I would love to follow in the vision of Marcus Baskerville and encourage more people of color to get into the world of craft beer. The stereotype of the bearded white male in craft beer has been around long enough and needs to be changed. There’s no question that beer has impacted my life for the better. Growing up in the westside of Detroit, there wasn’t and still really isn’t much of a market for craft beer. When I got to high school, I moved to Canton, MI, a suburb of Detroit, and immediately noticed a cultural difference. I moved from a predominantly black neighborhood to a mostly white area, which ultimately turned me onto foods, music, and experiences I wouldn’t have known much about had I never moved; one of those experiences was my first craft beer.
My journey into beer started in my early 20’s with friends turning me on to different beers. Purchasing and tasting different styles of beer over the next few years prompted me to get into homebrewing and experimenting with what goes different styles of beer. Spending time figuring out things like the difference between lager from an ale or a stout from a porter, trying to get familiar with beer, and ultimately led me to take classes on evaluating beer and studying for the Cicerone exam. When I’m around my family and try to introduce them to some of my favorite craft beers, they usually stick to the buds and millers of the world because that’s what they know. I’m still holding out hope that my own family expands their palate, but for me, beer has taken me places and met people outside the norm of where I grew up.
Beer has opened a world for me to think outside the 9-to-5 cubicle life, leaving a comfortable desk job to pursue a challenging yet fun career in the beer industry. On top of homebrewing and my regular job, a friend and I started a craft beer and music podcast in September 2018 called “Beats, Brews, and Points of View”. On Beats, Brews, and Points of View, my co-host, Neil Richter, and I recap new music releases of the week, talk about current events in the world and interview guest artists, brewers, business owners, public figures, and people from all walks of life on the show. We also enjoy a different Michigan-based craft beer every episode.

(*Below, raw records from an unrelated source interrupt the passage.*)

PR #1839, opened 2026-04-27
Add RandomTreesEmbedding feature

### LINKED ISSUE #1386: Random trees embeddings
See [scikit-learn](https://scikit-learn.org/stable/modules/generated/sklearn.ensemble.RandomTreesEmbedding.html#sklearn.ensemble.RandomTreesEmbedding). This uses random trees, which is identical to `HalfSpaceTrees` in the `anomaly` module. It would be nice to reuse that code instead of duplicating the logic. [The Mondrian Kernel](https://arxiv.org/pdf/1606.05241.pdf) is also worth taking into account.

kulbachcedric:
Hi @MaxHalford,
if I understood the RamdomTreeEmbeddings correctly, this PR should implement them.
The crucial lines are the following, where the transforms_one methods returns a dictionary showing which leaf x ends up in for each tree. 
```
features = {}
for tree_id, tree in enumerate(self.trees):
    leaf = tree if isinstance(tree, HSTLeaf) else tree.traverse(x)
    features[(tree_id, self._leaf_indices[tree_id][id(leaf)])] = 1.0
return features 
```

Could you please briefly check it ?

### DIFF
--- a/docs/releases/unreleased.md
+++ b/docs/releases/unreleased.md
@@ -1,5 +1,9 @@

In short, the world of craft beer is big enough to include more people of color. Black is Beautiful has brought important issues to the forefront of an industry that may have never thought twice about what’s going on outside the brewery walls. It’s a beautiful thing to know there are allies outside of my ethnicity and country who feel as strongly about this topic as I do. It’s a beautiful thing that beer brought this many people across 21 different countries together for a common goal, equality, and inclusion. Hopefully, the impact Black is Beautiful has had on the beer industry will not only shed light on the issue of police brutality and systematic racism in America but should also serve as a welcome to all people of color to get interested in the world of craft beer.
Sometimes, all it takes is that first sip.